All the Things We Didn't Say

‘Summer,’ he finally said, his voice dry.

 

‘Yes.’ It came out like a gasp, like a release of air. ‘Dad. Yes. Hi. It’s me. I’m here.’

 

‘Summer.’ He swallowed hard.

 

‘How are you doing? Are you okay?’

 

‘I…’ His movements were slow, his mouth opened and closed like a goldfish. It’s just the sedatives, I told myself. They haven’t worn off yet. But there was something else, too: a void. It was like his whole past had been wiped away. Like he had no idea who he was.

 

The alarm on his watch started to go off. He looked around, puzzled, then located the sound on his wrist. He stared at his watch, then at me. Desperately. He coughed, moved his neck from side to side and then slowly, so slowly, edged his hand toward the watch. He tapped the face gently, as if he feared he might break it. When that accomplished nothing, he tried pressing a button. When the beeping continued, he looked at me again. I shrugged back at him, just as desperate. We were two different species trying to communicate.

 

‘I don’t…’ he said, then looked down and tried another button. The alarm stopped. He stared at it for a while, perhaps wondering if it was going to start again. The woman in the wheelchair next to him still hadn’t moved. The silence was louder and more penetrating than the beeping. My ears rang and rang.

 

‘How do you feel?’ I asked.

 

He put his hands back on the wheelchair’s arms. Every movement seemed tentative. The lines in his forehead were gone.

 

‘My neck hurts, I think,’ he said. ‘And my arms. And my jaw.’

 

‘So it hurt, then?’

 

‘Did what hurt?’

 

‘The…’ A nurse walked by a few yards away. She glanced at me. Is this normal? I wanted to ask her. Is any of this normal?

 

‘How do you feel?’ I asked my father again.

 

His eyes moved up toward the ceiling as he tried to think. ‘Feel? I don’t know.’

 

‘Do you feel sad?’

 

‘No. I don’t think so.’

 

‘Do you feel…happy?’

 

‘Happy?’ He ran his hand over his chin. Was his chin unfamiliar, too? His hands? When we went home, would he look in the mirror and not know himself? ‘I don’t know,’ he said, with a certain amount of fatigue, but also a certain amount of wonderment. ‘I don’t really feel anything.’

 

He made a groan and put his head against the wheelchair’s back. ‘I’m going to close my eyes for a minute.’

 

‘Okay. That’s fine. Take all the time you need.’

 

While I sat there with him, I composed a commentary in my head, as if this were a documentary about ECT and I was the narrator and I already knew how the story would end. This was Richard Davis’s first appointment, and by far the toughest. After this, he began to miraculously recover. Says Lawrence Frum, the doctor who administered the treatments: ‘This is the best outcome from ECT I have ever seen in my practice.
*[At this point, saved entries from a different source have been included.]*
PR #7826, opened 2020-01-14
Improve Bearer Token Error Handling

jzheaux:
This PR improves how Resource Server handles Bearer Token errors. 

Specifically:

* It adds `InvalidBearerTokenException` to `DefaultAuthenticationEventPublisher`.
* It differentiates between JWT processing errors that are token-related vs configuration or service-related.

These are in the same PR because Resource Server cannot currently determine whether or not a JWT processing error is really an invalid token, and I'd like to address that before registering that exception with `DefaultAuthenticationEventPublisher`.

### DIFF
--- a/oauth2/oauth2-resource-server/src/main/java/org/springframework/security/oauth2/server/resource/authentication/JwtAuthenticationProvider.java
+++ b/oauth2/oauth2-resource-server/src/main/java/org/springframework/security/oauth2/server/resource/authentication/JwtAuthenticationProvider.java
@@ -20,9 +20,11 @@ import java.util.Collection;
 import org.springframework.core.convert.converter.Converter;
 import org.springframework.security.authentication.AbstractAuthenticationToken;
 import org.springframework.security.authentication.AuthenticationProvider;
+import org.springframework.security.authentication.AuthenticationServiceException;
 import org.springframework.security.core.Authentication;
 import org.springframework.security.core.AuthenticationException;
 import org.springframework.security.core.GrantedAuthority;
+import org.springframework.security.oauth2.jwt.BadJwtException;
 import org.springframework.security.oauth2.jwt.Jwt;
 import org.springframework.security.oauth2.jwt.JwtDecoder;
 import org.springframework.security.oauth2.jwt.JwtException;
@@ -80,8 +82,10 @@ public final class JwtAuthenticationProvider implements AuthenticationProvider {
 		Jwt jwt;
 		try {
 			jwt = this.jwtDecoder.decode(bearer.getToken());
-		} catch (JwtException failed) {
+		} catch (BadJwtException failed) {
 			throw new InvalidBearerTokenException(failed.getMessage(), failed);
+		} catch (JwtException failed) {
+			throw new AuthenticationServiceException(failed.getMessage(), failed);
 		}
 
 		AbstractAuthenticationToken token = this.jwtAuthenticationConverter.convert(jwt);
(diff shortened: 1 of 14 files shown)


jzheaux:
`OAuth2AuthenticationException` is a generic exception that is thrown in numerous circumstances, including security misconfiguration scenarios. It doesn't seem like a good fit to tie to an event since you'd get alerted to problems that aren't related to bearer token authentication failures.

In the ticket, you said:

> I would like to log requests for invalid attempts for authenticating via OAuth 2.0 bearer tokens (via JWT)

By this, I interpret your intent to be `Authorization: Bearer` scenarios, which is what this PR addresses. Are there other scenarios you are looking to cover?

jzheaux:
@sdavids13 Can you describe other scenarios that you'd like to event on? This PR is certainly something that we can iterate on.

sdavids13:
Yes, I think this PR fits the bill with what I need/requested. I was merely concerned that someone might inadvertently use the `OAuth2AuthenticationException` when there is a legitimate authentication error and not get a corresponding audit event. Looking at the documentation of [OAuth2AuthenticationException](https://docs.spring.io/spring-security/site/docs/current/api/org/springframework/security/oauth2/core/OAuth2AuthenticationException.html):

> This exception is thrown for all OAuth 2.0 related Authentication errors.
> There are a number of scenarios where an error may occur, for example:
> - The authorization request or token request is missing a required parameter
> - Missing or invalid client identifier
> - Invalid or mismatching redirection URI
> - The requested scope is invalid, unknown, or malformed
> - The resource owner or authorization server denied the access request
> - Client authentication failed
> - The provided authorization grant (authorization code, resource owner credentials) is invalid, expired, or revoked

I would think for all of those problems we would want to know if someone is attempting to authenticate but being denied for any one of those reasons.

As of right now, I think this PR results in a better out-of-box experience and addressed my primary issue, my only fear is that we aren't catching all events which we may want to audit. But, at the same time, we could merge this PR, and backlog a different ticket which may ask those other questions as to which other events should be audited.

oauth2/oauth2-resource-server/src/main/java/org/springframework/security/oauth2/server/resource/authentication/JwtAuthenticationProvider.java
```diff
@@ -80,8 +82,10 @@ public Authentication authenticate(Authentication authentication) throws Authent
 		Jwt jwt;
 		try {
 			jwt = this.jwtDecoder.decode(bearer.getToken());
-		} catch (JwtException failed) {
+		} catch (BadJwtException failed) {
 			throw new InvalidBearerTokenException(failed.getMessage(), failed);
+		} catch (JwtException failed) {
+			throw new AuthenticationServiceException(failed.getMessage(), failed);
```
jgrandja: I'm wondering if this is correct? When `AuthenticationServiceException` is thrown, it typically is caught by an `AbstractAuthenticationProcessingFilter`, which `BearerTokenAuthenticationFilter` is not.

oauth2/oauth2-resource-server/src/main/java/org/springframework/security/oauth2/server/resource/authentication/JwtReactiveAuthenticationManager.java
```diff
@@ -71,7 +73,11 @@ public void setJwtAuthenticationConverter(
 		this.jwtAuthenticationConverter = jwtAuthenticationConverter;
 	}
 
-	private OAuth2AuthenticationException onError(JwtException e) {
-		return new InvalidBearerTokenException(e.getMessage(), e);
+	private AuthenticationException onError(JwtException e) {
+		if (e instanceof BadJwtException) {
+			return new InvalidBearerTokenException(e.getMessage(), e);
+		} else {
+			return new AuthenticationServiceException(e.getMessage(), e);
```
jgrandja: Same as previous comment

jzheaux:
Merged to `master` via fbdecdafb88140d3adce63bf3b3f2e6bb091c222

Issue #7655, opened 2019-11-18
Provide JDBC implementation of OAuth2AuthorizedClientService


jgrandja:
We should provide a JDBC implementation of `OAuth2AuthorizedClientService`.

Related #7889

PR #7855, opened 2020-01-22
Add JDBC implementation of OAuth2AuthorizedClientService

jgrandja:
Fixes gh-7655


oauth2/oauth2-client/src/main/java/org/springframework/security/oauth2/client/JdbcOAuth2AuthorizedClientService.java
```diff
@@ -0,0 +1,268 @@
...
+ * </pre>
+ *
+ * @author Joe Grandja
+ * @since 5.3
+ * @see OAuth2AuthorizedClientService
+ * @see OAuth2AuthorizedClient
+ * @see JdbcTemplate
+ */
+@Repository
+public class JdbcOAuth2AuthorizedClientService implements OAuth2AuthorizedClientService {
```
jgrandja: @rwinch FYI, I have considered introducing `OAuth2AuthorizedClientDao` as it seems it would be a logical design choice, however, I felt that introducing a new interface in this instance would complicate the design and seemed a bit too much. 

If we did introduce `OAuth2AuthorizedClientDao` with the initial `JdbcOAuth2AuthorizedClientDao` implementation, what would the `OAuth2AuthorizedClientService` look like? It wouldn't do much more than delegate to the Dao. What would the name be? `DelegatingOAuth2AuthorizedClientService` would be too generic of a name since we could have another type of delegate that would delegate to another type of backing implementation other than a Dao. So then the name would have to be something like `DaoDelegatingOAuth2AuthorizedClientService`, which is still not ideal since we have `Dao` and `Service` in the name.

Now let's say we did introduce `OAuth2AuthorizedClientDao`, would we have another implementation? Possibly an O/R mapping implementation like Hibernate? I'm not convinced it's needed since we now will have JDBC. Redis is definitely a likely candidate for the next implementation but would that implement `OAuth2AuthorizedClientDao`? I don't think it's the right fit. Also, with the combination of `HttpSessionOAuth2AuthorizedClientRepository` and Spring Session backed by Redis, a user could have `OAuth2AuthorizedClient` stored in Redis today.

What are your thoughts?

oauth2/oauth2-client/src/main/java/org/springframework/security/oauth2/client/JdbcOAuth2AuthorizedClientService.java
```diff
@@ -0,0 +1,268 @@
...
+	public void saveAuthorizedClient(OAuth2AuthorizedClient authorizedClient, Authentication principal) {
+		Assert.notNull(authorizedClient, "authorizedClient cannot be null");
+		Assert.notNull(principal, "principal cannot be null");
+
+		OAuth2AuthorizedClientData authorizedClientData = mapData(authorizedClient, principal);
+		Object[] args = {
+				authorizedClientData.clientRegistrationId,
+				authorizedClientData.principalName,
+				authorizedClientData.accessTokenType,
+				authorizedClientData.accessTokenValue,		// TODO Encrypt
```
jgrandja: @rwinch Do you have a preference/recommendation on the approach for encrypting/securing the access token and refresh token?

oauth2/oauth2-client/src/main/java/org/springframework/security/oauth2/client/JdbcOAuth2AuthorizedClientService.java
```diff
@@ -0,0 +1,268 @@
...
+	protected final ClientRegistrationRepository clientRegistrationRepository;
+
+	/**
+	 * Constructs a {@code JdbcOAuth2AuthorizedClientService} using the provided parameters.
+	 *
+	 * @param dataSource the data source
+	 * @param clientRegistrationRepository the repository of client registrations
+	 */
+	public JdbcOAuth2AuthorizedClientService(
+			DataSource dataSource, ClientRegistrationRepository clientRegistrationRepository) {
```
rwinch: I think it would be good to allow injecting `JdbcOperations` instead.

oauth2/oauth2-client/src/main/java/org/springframework/security/oauth2/client/JdbcOAuth2AuthorizedClientService.java
```diff
@@ -0,0 +1,268 @@
...
+import org.springframework.jdbc.core.JdbcTemplate;
+import org.springframework.jdbc.core.PreparedStatementSetter;
+import org.springframework.security.core.Authentication;
+import org.springframework.security.oauth2.client.registration.ClientRegistration;
+import org.springframework.security.oauth2.client.registration.ClientRegistrationRepository;
+import org.springframework.security.oauth2.core.OAuth2AccessToken;
+import org.springframework.security.oauth2.core.OAuth2RefreshToken;
+import org.springframework.stereotype.Repository;
+import org.springframework.transaction.annotation.EnableTransactionManagement;
+import org.springframework.transaction.annotation.Transactional;
```
rwinch: We don't use `@Transactional` in Spring Security because that means users must have declarative transactions enabled and we have no way to enforce it (nor should we need to). `JdbcTemplate` will handle the transactions for you.

oauth2/oauth2-client/src/main/java/org/springframework/security/oauth2/client/JdbcOAuth2AuthorizedClientService.java
rwinch: I agree. There isn't a need for a Dao

oauth2/oauth2-client/src/main/java/org/springframework/security/oauth2/client/JdbcOAuth2AuthorizedClientService.java
rwinch: I think we should externalize the mapping (reading/writing) of the data into one of Spring's strategies. Then user's can inject their own strategies.

oauth2/oauth2-client/src/test/resources/oauth2-client-schema.sql
```diff
@@ -0,0 +1,13 @@
+CREATE TABLE oauth2_authorized_client (
```
rwinch: Can we publish this on the classpath similar to how we do with the users.ddl? We could also update the Javadoc of the service to mention the classpath resource.

oauth2/oauth2-client/src/main/java/org/springframework/security/oauth2/client/JdbcOAuth2AuthorizedClientService.java
jgrandja: Which specific strategy were you thinking? `Converter` or you had another one in mind?

jgrandja:
@rwinch 

> I cannot help to think that we might want to think about discriminating based on other attributes...i.e. the scopes associated with the token

The only "finder" operation we have in `OAuth2AuthorizedClientService` is:

`loadAuthorizedClient(String clientRegistrationId, String principalName)`

so this wouldn't work for searching based on `scopes`. We would either need to add another operation or possibly create another API that provides various "finder" operations. Is there a specific use case that you are trying to address that has been reported by the community?

It might make sense to log a ticket with the details you had in mind so we can address this separately?

oauth2/oauth2-client/src/main/java/org/springframework/security/oauth2/client/JdbcOAuth2AuthorizedClientService.java
```diff
@@ -0,0 +1,516 @@
...
+		 */
+		public Authentication getPrincipal() {
+			return this.principal;
+		}
+	}
+
+	/**
+	 * The data (entity) representation of an {@link OAuth2AuthorizedClient}.
+	 */
+	public static class OAuth2AuthorizedClientData {
```
rwinch: What is the need for this type vs allowing the user to inject a `RowMapper` that produces an `OAuth2AuthorizedClient`?

jgrandja: @rwinch The `OAuth2AuthorizedClientData` is an entity representation that IMO is simpler to deal with compared to returning an `OAuth2AuthorizedClient`. The logic in `OAuth2AuthorizedClientDataConverter` is a bit involved and would require a bit too much work for the user to implement. Instead they can simply reuse `OAuth2AuthorizedClientDataConverter` and implement a `RowMapper<OAuth2AuthorizedClientData>` that performs some data translation/conversion (if necessary), eg. decoding/decrypting the access/refresh token.

jgrandja: Take a look at the test `JdbcOAuth2AuthorizedClientServiceTests.tableDefinitionWhenCustomThenAbleToOverride`. It demonstrates what the user would need to implement if they preferred to change the table definition from the standard definition it expects. The `RowMapper<OAuth2AuthorizedClientData>` needs to be implemented but both `Converter`'s are reused.

oauth2/oauth2-client/src/main/java/org/springframework/security/oauth2/client/JdbcOAuth2AuthorizedClientService.java
```diff
@@ -0,0 +1,514 @@
...
+		Assert.hasText(principalName, "principalName cannot be empty");
+
+		Object[] args = {clientRegistrationId, principalName};
+		int[] argTypes = {Types.VARCHAR, Types.VARCHAR};
+		PreparedStatementSetter pss = new ArgumentTypePreparedStatementSetter(args, argTypes);
+
+		List<OAuth2AuthorizedClientData> result = this.jdbcOperations.query(
+				LOAD_AUTHORIZED_CLIENT_SQL, pss, this.authorizedClientDataRowMapper);
+
+		return !result.isEmpty() ? (T) this.authorizedClientDataConverter.convert(result.get(0)) : null;
```
rwinch: Since we are only looking for 0 or 1 results, it seems like queryForObject might make more sense here.

oauth2/oauth2-client/src/main/java/org/springframework/security/oauth2/client/JdbcOAuth2AuthorizedClientService.java
rwinch: I don't like having this additional type. If `OAuth2AuthorizedClient` is difficult to use, we should just make that easier vs creating another type.

oauth2/oauth2-client/src/main/java/org/springframework/security/oauth2/client/JdbcOAuth2AuthorizedClientService.java
jgrandja: I used `queryForObject()` originally but it throws an `IncorrectResultSizeDataAccessException` if not found, which is not ideal. With `List query()`, I can avoid the `try catch` and exception being thrown.

oauth2/oauth2-client/src/main/java/org/springframework/security/oauth2/client/JdbcOAuth2AuthorizedClientService.java
jgrandja: I removed `OAuth2AuthorizedClientData`

oauth2/oauth2-client/src/main/resources/org/springframework/security/oauth2/client/oauth2-client-schema.sql
```diff
@@ -0,0 +1,13 @@
+CREATE TABLE oauth2_authorized_client (
```
rwinch: I would not be shy about making values larger rather than shorter. Storage space is typically not an issue these days. I'd consider making the token value and the refresh token value's both blobs since we should not ever need to search by them.

jgrandja: I made both token columns `blob` and increased the size for a couple of other columns too. This is now merged.

jgrandja:
Merged via de8b558

PR #7875, opened 2020-01-30
Enabled custom success and failure handlers for OAuth2LoginSpec

ndrone:
Added the ability to be able to add custom ServerAuthenticationSuccessHandler and ServerAuthenticationFailureHandler to the OAuth2LoginSpec. If no custom success handler or failure handler is provided the default RedirectServerAuthenticationSuccessHandler or RedirectServerAuthenticationFailureHandler will be used.


jgrandja:
@ndrone Thanks for the PR. However, this is already available since 5.2. See the [code](https://github.com/spring-projects/spring-security/blob/cb9fd091502187cd73610d12b8a19045962be252/config/src/main/java/org/springframework/security/config/web/server/ServerHttpSecurity.java#L1022).

I'll close this PR as a duplicate.

PR #1256, opened 2019-09-25
Builders package skeleton

alan-agius4:
Note: there is no testing setup yet. But this should be enough to get started

//cc @manfredsteyer

### DIFF
--- a/modules/builders/BUILD.bazel
+++ b/modules/builders/BUILD.bazel
@@ -1,0 +1,33 @@
+load("//tools:defaults.bzl", "npm_package", "ts_library")
+
+filegroup(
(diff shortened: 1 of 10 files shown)


modules/bazel-tsconfig-build.json
```diff
@@ -15,7 +15,7 @@
     "sourceMap": true,
     "inlineSources": true,
     "target": "es2015",
-    "lib": ["es2015", "dom"],
+    "lib": ["es2018", "dom"],
```
vikerman: Why was this change needed?

alan-agius4: Not needed now, removing

PR #1265, opened 2019-09-30
refactor: remove output path logic as it's handled in universal schem…

alan-agius4:
refactor: remove output path logic as it's handled in universal schematic

If the outputPath change is needed, this should be done at upstream in `angular/cli` instead

https://github.com/angular/angular-cli/blob/102cd86a8ea33bf1c3dc8cb75b8727c2f239c3d5/packages/schematics/angular/universal/index.ts#L42

### DIFF
--- a/modules/common/schematics/add/index.spec.ts
+++ b/modules/common/schematics/add/index.spec.ts
@@ -41,6 +41,14 @@ describe('Add Schematic Rule', () => {
     expect(productionConfig.optimization).toBeDefined();
   });
 
+  it('should add scripts to package.json', async () => {
+    const tree = await schematicRunner
+      .callRule(addUniversalCommonRule(defaultOptions), appTree).toPromise();
+    const {scripts} = JSON.parse(tree.read('package.json')!.toString());
+    expect(scripts['build:ssr']).toBe('ng build --prod && ng run test-app:server:production');
+    expect(scripts['serve:ssr']).toBe('node dist/test-app/server/main.js');
+  });
+
   it(`should update 'tsconfig.server.json' files with main file`, async () => {
     const tree = await schematicRunner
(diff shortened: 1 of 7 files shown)


alan-agius4:
//cc @clydin would you also mind taking a look at this please?

modules/common/schematics/install/index.spec.ts
```diff
@@ -32,15 +32,24 @@ describe('Universal Schematic', () => {
     const contents = JSON.parse(tree.readContent('angular.json'));
     const architect = contents.projects.bar.architect;
     expect(architect.build.configurations.production).toBeDefined();
-    expect(architect.build.options.outputPath).toBe('dist/bar/browser');
-    expect(architect.server.options.outputPath).toBe('dist/bar/server');
+    expect(architect.build.options.outputPath).toBe('dist/bar');
```
alan-agius4: Note: these tests will need to be changed once https://github.com/angular/angular-cli/pull/15717 is landed and released.

alan-agius4: Note: these tests will need to be changed once https://github.com/angular/angular-cli/pull/15717 is landed and released.

alan-agius4: Note: these tests will need to be changed once https://github.com/angular/angular-cli/pull/15717 is landed and released.

vikerman:
We'll wait for the next release of CLI and check  in with adjusted tests so that they don't break out of context.

vikerman:
@alan-agius4 - The next CLI version has been published. Please update the tests. Thanks!

alan-agius4:
@vikerman PR updated

CaerusKaru:
Needs rebase

alan-agius4:
@CaerusKaru, rebased again

PR #1266, opened 2019-09-30
feat: add migrations for version 9

alan-agius4:
Note: the migrations are currently being tested on via unit tests since there is no real E2E infra in this repo.

### DIFF
--- a/modules/common/schematics/migrations/update-9/index.ts
+++ b/modules/common/schematics/migrations/update-9/index.ts
@@ -10,7 +10,6 @@ import {
   Rule,
   SchematicsException,
   chain,
-  Tree,
   externalSchematic,
 } from '@angular-devkit/schematics';
 import {removePackageJsonDependency} from '@schematics/angular/utility/dependencies';
@@ -28,8 +27,7 @@ export function version9UpdateRule(collectionPath: string): Rule {
 
     return chain([
       removePackageScriptsRule(),
-      backupOldFilesRule(),
-      ... await updateProjectsStructureRule(host, collectionPath),
+      updateProjectsStructureRule(collectionPath),
       (tree, context) => {
         const packageChanges = tree.actions.some(a => a.path.endsWith('/package.json'));
         if (context && packageChanges) {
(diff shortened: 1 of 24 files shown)


alan-agius4:
//cc @clydin would you also mind taking a look at this please?

alan-agius4:
WIP: because I'd like to add some more tests.

modules/common/schematics/migrations/update-9/index.ts
```diff
@@ -0,0 +1,96 @@
...
+    // Remove old scripts in 'package.json'
+    const pkgPath = '/package.json';
+    const buffer = tree.read(pkgPath);
+    if (!buffer) {
+      throw new SchematicsException('Could not find package.json');
+    }
+
+    const pkg = JSON.parse(buffer.toString());
+    delete pkg.scripts['compile:server'];
+    delete pkg.scripts['build:client-and-server-bundles'];
```
CaerusKaru: What happens if the user has customized this target?

vikerman: We should probably not touch the scripts - Or backup the old package.json also.

modules/common/schematics/migrations/update-9/index.ts
```diff
@@ -0,0 +1,96 @@
...
+import {getWorkspace} from '@schematics/angular/utility/workspace';
+import {NodePackageInstallTask} from '@angular-devkit/schematics/tasks';
+import {Builders} from '@schematics/angular/utility/workspace-models';
+import {normalize, join} from '@angular-devkit/core';
+import {Schema as InstallSchema} from '../../install/schema';
+
+export function version9UpdateRule(collectionPath: string): Rule {
+  return async host => {
+    // the below dependencies are no longer needed in version 9
+    removePackageJsonDependency(host, 'ts-loader');
```
vikerman: Same here. Not sure whether we want to remove this without backing up the package.json. Simpler thing would be to just leave these in.

modules/common/schematics/migrations/update-9/index.ts
alan-agius4: Good question, well this target is no longer required nor needed to build universal.

We keep either keep it or remove it, though if we keep it there is no guarantee that it will work if users changed it to depend on `compile:server`

modules/common/schematics/migrations/update-9/index.ts
alan-agius4: I am not quite sure about this, personally I think there git for file versioning and backups!

But if you think it’s better though I’ll do it.

modules/common/schematics/migrations/update-9/index.ts
alan-agius4: If rather backup but, as mentioned there is also git which thinking about it a bit more expect for server.ts backup it might be a bit redundant. As users will require to eventually find and delete these backup files.

alan-agius4:
Comments addressed

PR #1271, opened 2019-10-05
fix(common): update server main option when using `ng add/ng update`

alan-agius4:
The server target main option needs to be updated when running the add schematic to point to the server.ts entrypoint

### DIFF
--- a/modules/common/schematics/add/index.ts
+++ b/modules/common/schematics/add/index.ts
@@ -12,13 +12,14 @@ import {
   SchematicsException,
   noop,
 } from '@angular-devkit/schematics';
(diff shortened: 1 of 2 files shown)


modules/common/schematics/add/index.ts
```diff
@@ -102,17 +121,3 @@ function updateServerTsConfigRule(options: AddUniversalOptions): Rule {
     }
   };
 }
-
-export default function (options: UniversalOptions): Rule {
```
alan-agius4: Oops seems like there was a wrong merge from my side :(

PR #1278, opened 2019-10-14
feat: add tslib as peerDependency

alan-agius4:
feat: add tslib as peerDependency

nguniversal, relied on a hidden dependency of `tslib` due to `importHelpers`
https://github.com/angular/universal/blob/5798f198db1fb0bce9dbfb850751429a3724084a/modules/bazel-tsconfig-build.json#L11 which was previously installed by the Angular framework. This, however changed with this PR https://github.com/angular/angular/pull/32167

This man has a new lease on life. It is simply astounding.’

 

I changed my high, thin voice to a deep, assured one. Faith, I thought. Yet again, I turned everything over to faith. I revised the documentary script a few times to make the outcome better and better. My father would eventually practice medicine again. He would eventually run a hospital. My mother would wash up as something plain and somewhat pitiful, maybe a telemarketer or sales clerk, her drama career hitting a dead-end. We would get through this, and he’d come out a hero. It made me feel better. It really did.

 

 

 

 

 

14

 

 

 

 

The computer’s screensaver drew fractal-like scribbles. Once the image became an impossibly tangled ball of yarn, it dissipated and a new drawing began. I watched it for a while.

 

I touched the monitor and there was static. The keys on the keyboard felt like teeth.

 

 

 

In the past two months, I have hidden under a pile of coats at a party and not gotten up when they called my name at the dentist’s office. I have also given a fake name when a woman from a marketing survey called home and, just yesterday, I bought a postcard off the street and addressed it to my great-aunt Stella in Cobalt, PA. I wrote about horses and windmills and signed it Beatrice A. Haverford.

 

 

 

 

 

I stared at the sentences, astounded that my hands had created them. I pulled the cursor over everything and hit delete.

 

 

 

When someone is severely depressed, he often doesn’t want to take his medicine. But you cannot be angry at him. You cannot blame him and you cannot blame yourself. You just have to accept it and realize that it is something out of your control and not get angry. Except it is angering, so you find yourself getting angry at other things, like strangers, or garbage bags that don’t open properly, or your purse, when you can’t find things at its bottom.